The Future Sounds Like This - vas_popovski
http://weburbanist.com/2009/11/17/the-future-sounds-like-this-10-magnificently-modern-musical-instruments/

======
nwatson
quote: "Similarly digitally enhanced are the electric violins, a family of new
hybrid instruments that are sufficiently well-established to become a mainstay
of the modern music scene."

I don't know about the __new __part of it, Jean-Luc Ponty has been fiddling
with electricity since since the late-60's.

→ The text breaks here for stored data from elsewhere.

PR #5158, opened 2026-07-29
refactor: enforce BasedPyright strict type checking

chengyongru:
## Summary

- add BasedPyright to the development toolchain and configure `nanobot/` for `strict` type checking on Python 3.11
- make all 273 analyzed Python modules strict-clean by tightening annotations, narrowing dynamic values, and documenting unavoidable runtime/plugin boundaries
- preserve precise first-party callback and utility contracts while validating untrusted plugin, provider, and persisted-JSON values at runtime
- reproduce the strict environment from canonical provider extras and channel manifests instead of duplicating channel requirements in the `dev` extra
- add a required BasedPyright step to the existing Python CI job, preventing future strict diagnostics from merging

## Runtime corrections

The strict pass exposed and fixes three concrete edge cases:

- normalize a missing transcription provider environment key to `""` instead of leaking `None`
- accept Telegram `RetryAfter.retry_after` values represented as `timedelta`
- handle Telegram callback queries backed by `InaccessibleMessage` without calling `Message`-only APIs

Regression coverage is included for the Telegram cases and the transcription contract is made explicit.

## Review hardening

The review pass also restores contracts that type-only edits had accidentally weakened:

- malformed truthy `approved` or `pending` pairing maps recover as empty maps instead of crashing
- truthy non-string tool names are rejected before execution or persistence
- malformed cron action history remains fail-fast instead of silently dropping invalid records
- channel callback aliases retain concrete return types; runtime validation is confined to the third-party plugin boundary
- `sanitize_surrogates()` keeps a precise `str -> str` contract while preserving its documented passthrough behavior for non-strings
- stable first-party services, contexts, callbacks, and runtime events now carry concrete owner-side contracts instead of consumer-side `Any`, reflection, or recovery casts
- repository design rules now require parser/normalizer boundaries, stable TypedDict shapes, and locally justified casts

Valid inputs keep their existing behavior.

## Reproducible strict workflow

`AGENTS.md` and `CONTRIBUTING.md` now document the same setup used by CI:

```bash
uv sync --all-extras --dev
uv run --no-sync python -m scripts.install_channel_dependencies --all-channels
uv run --no-sync basedpyright
```

Channel requirements remain single-sourced in their manifests.

## Validation

- `uv sync --all-extras --dev`
- `uv run --no-sync python -m scripts.install_channel_dependencies --all-channels`
- `uv run --no-sync basedpyright` — 0 errors, 0 warnings, 0 notes
- focused contract regressions — 143 passed
- `git diff --check`

The full GitHub Actions Python matrix validates the complete suite on Linux 3.11, Linux 3.14, and Windows 3.14.


chengyongru:
## Post-fix merge confidence: **High**

Reviewed at head `ca383cc7`.

I consider the net maintenance value positive and do not see a remaining PR-introduced correctness blocker:

- `typeCheckingMode = "strict"` is enforced by CI rather than being an advisory local setting.
- Stable first-party dependencies are now typed at their owner boundaries (for example command/tool contexts), so consumers no longer need to recover concrete types from `Any`.
- The review-found compatibility regressions were fixed: non-string `resolve_env_refs()` inputs again pass through unchanged, and `extract_text()` again accepts string paths.
- The OpenAI-compatible JSON ingress now validates dynamic block fields before narrowing them, instead of using unchecked casts.
- Focused local evidence: BasedPyright `0 errors, 0 warnings, 0 notes`; full Ruff pass; 72 relevant tests pass.
- Current remote evidence: all 6 checks pass, including Linux Python 3.11, Linux Python 3.14 + coverage, Windows Python 3.14, Docker, and WebUI.

The confidence is **high rather than absolute** because this is still a 165-file refactor. Remaining file-level Pyright suppression debt is explicitly tracked in #5161. Strict-cleaning casts at pre-existing dynamic boundaries should continue to be reviewed under the new `.agent/design.md` rule: runtime validation or a clear construction invariant is required; a cast alone is not a maintenance benefit.

With the repository's required reviewer approval still outstanding, the current head is technically mergeable and CI-green.

PR #5160, opened 2026-07-29
fix(shell): preserve UTF-8 native input on PowerShell 5

### LINKED ISSUE #5159: Bug: Windows PowerShell 5.1 ExecTool corrupts non-ASCII native pipeline input
## Bug Description

On Windows, `ExecTool._spawn` prefers PowerShell 7 but falls back to Windows PowerShell 5.1. The current PowerShell prelude configures `[Console]::OutputEncoding` and `Out-File`, but it does not configure `$OutputEncoding`:

https://github.com/HKUDS/nanobot/blob/e703481755d2ec9600a0e88a47c835bd3ab38cc8/nanobot/agent/tools/shell.py#L575-L580

Windows PowerShell 5.1 defaults `$OutputEncoding` to US-ASCII. As a result, non-ASCII PowerShell strings piped to native programs such as Python or Node are replaced with literal `?` bytes before the native process receives them. The native command still exits successfully, so this is silent data corruption.

This is the native-process **input** direction and is different from #4881 / #4917, which addressed PowerShell stdout/stderr and redirected-file encoding.

The current unit test explicitly asserts that `$OutputEncoding` is not set:

https://github.com/HKUDS/nanobot/blob/e703481755d2ec9600a0e88a47c835bd3ab38cc8/tests/tools/test_exec_platform.py#L233-L246

## Steps to Reproduce

Run this against current `main` on Windows without `pwsh` installed, so `ExecTool` uses Windows PowerShell 5.1:

```python
import asyncio
import sys

from nanobot.agent.tools.shell import ExecTool

python = sys.executable.replace("'", "''")
command = (
    f"[string][char]0x4F1A | & '{python}' "
    '-c "import sys; print(sys.stdin.buffer.read().hex())"'
)

print(
    asyncio.run(
        ExecTool(timeout=10).execute(command=command, shell="powershell")
    )
)
```

Observed output:

```text
3f0d0a

Exit code: 0
```

`3f` is the ASCII byte for `?`. The original character was U+4F1A, whose UTF-8 bytes are `e4 bc 9a`.

## Expected Behavior

The native process should receive UTF-8 input:

```text
e4bc9a0d0a

Exit code: 0
```

## Suggested Fix

Set native pipeline input encoding only for legacy Windows PowerShell, leaving PowerShell 7 defaults unchanged:

```powershell
if ($PSVersionTable.PSVersion.Major -lt 6) {
    $OutputEncoding = [Console]::OutputEncoding
}
```

A Windows integration regression test should pipe a generated non-ASCII character to a native process and assert its raw stdin bytes. This covers the direction that the existing output/redirection tests do not exercise.

## Relevant History

`$OutputEncoding = [Console]::OutputEncoding` was added in `61afbffc` and then intentionally removed in `1643aa7e` to avoid changing native pipeline input encoding. A version-conditional assignment preserves that intent for PowerShell 7 while fixing the PowerShell 5.1 fallback:

https://github.com/HKUDS/nanobot/commit/1643aa7ef5dc7f138e8a44c156167f8ba7cbbe04

## Environment

- nanobot: `main` at `e703481755d2ec9600a0e88a47c835bd3ab38cc8`
- Python: 3.14.6
- Operating system: Windows 10.0.19045.6466
- Windows PowerShell: 5.1.19041.6456
- Channel / platform: N/A (`ExecTool`)
- LLM provider: N/A

ZhouJ-sh:
## Summary
- configure `$OutputEncoding` from the UTF-8 console encoding only on Windows PowerShell 5.1
- leave PowerShell 7 native pipeline defaults unchanged
- add a Windows integration regression test that asserts the raw UTF-8 bytes received by a native process

## Root cause
Windows PowerShell 5.1 defaults `$OutputEncoding` to US-ASCII, so non-ASCII PowerShell strings are replaced with `?` before native pipeline consumers receive them. The existing prelude configured captured output and redirections, but not this input direction.

## Testing
- `uv run --extra dev pytest tests/tools/test_exec_platform.py -q --basetemp .tmp-pytest-5159` (`48 passed, 1 skipped`)
- `uv run --extra dev ruff check nanobot/ tests/tools/test_exec_platform.py`
- issue reproduction now returns `e4bc9a0d0a` instead of `3f0d0a`

Closes #5159

### DIFF
--- a/nanobot/agent/tools/shell.py
+++ b/nanobot/agent/tools/shell.py
@@ -555,6 +555,7 @@ class ExecTool(Tool):
             command = ExecTool._normalize_powershell_command(command)
             command = (
                 "[Console]::OutputEncoding = [System.Text.UTF8Encoding]::new($false)\n"
+                "if ($PSVersionTable.PSVersion.Major -lt 6) { $OutputEncoding = [Console]::OutputEncoding }\n"
                 "$PSDefaultParameterValues['Out-File:Encoding'] = 'utf8'\n"
                 f"{command}\n"
                 "if ($LASTEXITCODE -ne $null) { exit $LASTEXITCODE }"
--- a/tests/tools/test_exec_platform.py
+++ b/tests/tools/test_exec_platform.py
@@ -230,8 +230,8 @@ class TestSpawnWindows:
         assert "if ($LASTEXITCODE -ne $null) { exit $LASTEXITCODE }" in command
 
     @pytest.mark.asyncio
-    async def test_powershell_configures_utf8_output(self):
-        """PowerShell should emit UTF-8 for captured output and redirections."""
+    async def test_powershell_configures_utf8_io(self):
+        """PowerShell should use UTF-8 for captured output, native input, and redirections."""
         env = {"PATH": ""}
         with (
             patch("nanobot.agent.tools.shell._IS_WINDOWS", True),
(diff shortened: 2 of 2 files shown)


chengyongru (approved):
LGTM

For some examples and maybe early '80's hair see:
<http://www.youtube.com/watch?v=bKkMvBvyqvE> (violin starts around 1:15),
[http://www.youtube.com/watch?v=Sk3ffGs40VY&feature=playe...](http://www.youtube.com/watch?v=Sk3ffGs40VY&feature=player_embedded).
Plenty of other examples are out there, some of it wears well.

For more recent stuff, <http://www.youtube.com/watch?v=p_T9adkdBhY>.

I have good memories of reading the whole Chronicles of Narnia to the album
"Imaginary Voyage": [http://www.amazon.com/Imaginary-Voyage-Jean-Luc-
Ponty/dp/B00...](http://www.amazon.com/Imaginary-Voyage-Jean-Luc-
Ponty/dp/B000002I93)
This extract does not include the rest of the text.